■ **WORK TO BE COMPLETED**
Lines of the listing that contain "coreyphillips" need to be copied.

(Beginning of EXERCISE MATERIALS)

PR #1173, opened 2023-07-24
feat(recovery): switch to quick-action to enter recovery

pwltr:
### Description

Switches to a more reliable way of entering recovery by adding a quick-action for it.

### Type of change

### Tests

- [ ] Detox test
- [ ] Unit test
- [x] No test

### Screenshot / Video

https://github.com/synonymdev/bitkit/assets/8538369/ac06ed74-b12f-4b93-9300-80c6b2f57a8a

### QA Notes

The quick-action will be added only after starting the app once, should be fine since there is no reason to enter recovery on a fresh install.


coreyphillips:
Received the following error when running this version of the app for the first time from a previously installed master branch version. The app worked as expected afterwards.

Any way we can wrap `QuickActions.setShortcutItems` in a function and/or try/catch to prevent this error when opening the app after this update?

Screenshot_1690292865

pwltr:
@coreyphillips I can reproduce this but only if omitting `yarn android`. There is a native component to this so you'll have to rebuild first.

coreyphillips (approved):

(End of EXERCISE MATERIALS)

■ **RESULT**
coreyphillips:
@coreyphillips I can reproduce this but only if omitting `yarn android`. There is a native component to this so you'll have to rebuild first.
coreyphillips (approved):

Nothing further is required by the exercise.